*** Opening of Material for this task ***

PR #4847, opened 2026-08-10
fix(integration): require exact K3 lookup key match

skiyakubali0-cloud:
## Summary

- normalize the requested K3 material key and each returned `FNumber` by trimming outer whitespace while preserving case
- discard successful GetDetail records whose key does not exactly match the requested key
- preserve all exact matches so duplicate evidence still reaches the planner as `held`
- add regression coverage for mismatched → `add`, matched → existing (`update`), and duplicate matches → `held`

## Why

The controlled `_02` preview in #4628 returned `add=0/update=2` even after both operation-private source keys were rotated. The frozen C6 lookup passed every successful GetDetail record to `classifyExisting`, so an unrelated default/template detail record was treated as proof that the requested key already existed.

This patch makes returned-key equality the evidence boundary. It does not change Save-only locks, Submit/Audit disablement, row caps, B4 binding, token handling, transport/login behavior, or Apply behavior.

Related to #4628. The issue must remain open for owner review, package refresh, and controlled retest.

## Verification

- `node __tests__/k3-wise-c6-write-profile.test.cjs` — 32/32 pass
- `node __tests__/k3-wise-adapters.test.cjs` — pass
- `node __tests__/external-write-dry-run.test.cjs` — pass
- `node __tests__/k3-write-approval-posture.test.cjs` — 8/8 pass
- `node --check` on both changed files — pass
- `git diff --check` — pass

`k3-wise-apply-row-limit.test.cjs` passes 24/25 locally; its existing sweep-contract assertion compares POSIX `/` paths with Windows `\` paths and is unrelated to this diff.

## Operational boundary

No code from this PR has been deployed to the controlled host. No K3 Apply, Submit, or Audit was executed. A reviewed merge and new frozen package are still required before the onsite retest.

### DIFF
--- a/plugins/plugin-integration-core/__tests__/k3-wise-c6-write-profile.test.cjs
+++ b/plugins/plugin-integration-core/__tests__/k3-wise-c6-write-profile.test.cjs
@@ -123,7 +123,7 @@ function jsonResponse(status, body) {
 
 // Mock K3: login, GetDetail (existing row for MAT-C6-EXIST, business-fail for everything
 // else — K3's real "not found" shape), Save success. Counts every path.
-function mockK3({ existing = {} } = {}) {
+function mockK3({ existing = {}, fallbackDetail = null } = {}) {
   const calls = []
   const impl = async (url, init) => {
     const parsed = new URL(url)
@@ -141,6 +141,13 @@ function mockK3({ existing = {} } = {}) {
           StatusCode: 200,
           Message: 'Successful',
           Data: [{ FStatus: true, FItemID: row.FItemID, Data: row }],
+        })
+      }
+      if (fallbackDetail) {
+        return jsonResponse(200, {
+          StatusCode: 200,
+          Message: 'Successful',
+          Data: [{ FStatus: true, FItemID: fallbackDetail.FItemID, Data: fallbackDetail }],
         })
       }
       // K3's business-level miss: FStatus false — businessSuccess() is false for this shape.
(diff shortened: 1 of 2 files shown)


zensgit (approved):
APPROVE at exact head `6f6e63d66448ba3759a85f07618ff5d1828c5fd5`.

No P1/P2 findings in the bounded lookup-key correction.

Independent evidence:

- reviewed the two-file diff and the live K3 detail normalization path;
- `k3-wise-c6-write-profile.test.cjs`: 32/32 pass;
- `k3-wise-adapters.test.cjs`, `external-write-dry-run.test.cjs`, and
  `k3-write-approval-posture.test.cjs`: pass;
- removing the returned-key filter makes exactly the new mismatch regression
  fail;
- an uncommitted positive probe drove the mismatch path through dry-run and
  apply recomputation: the revision remained stable and one Save completed;
- transport/login failures remain outside the business-miss branch and still
  fail closed;
- a successful K3 detail response without `FNumber` is normalized by the
  underlying adapter with the requested material number before this layer, so
  it does not silently become an empty lookup here.

Merge remains conditional on all nine required checks, including the currently
running `test (20.x)`. After merge, build and verify a new exact package from
the merge SHA; do not patch the deployed `aa48` archive in place. The `_02`
authorization must then be rebound to that new runtime/package identity before
the onsite preview is repeated.

Operational hardening: `add=2` is necessary but not, by itself, universal
proof of absence because the pre-existing business-error branch intentionally
maps some K3 business refusals to an empty lookup. Before apply, K3_ADMIN must
also privately confirm that both operation-private high-entropy keys are absent
in the controlled K3 instance. No key values belong in GitHub evidence.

*** Close of Material for this task ***

**Exercise**
Copy all lines of the preceding data that hold the word "node".

**Expected output**
- `node __tests__/k3-wise-c6-write-profile.test.cjs` — 32/32 pass
- `node __tests__/k3-wise-adapters.test.cjs` — pass
- `node __tests__/external-write-dry-run.test.cjs` — pass
- `node __tests__/k3-write-approval-posture.test.cjs` — 8/8 pass
- `node --check` on both changed files — pass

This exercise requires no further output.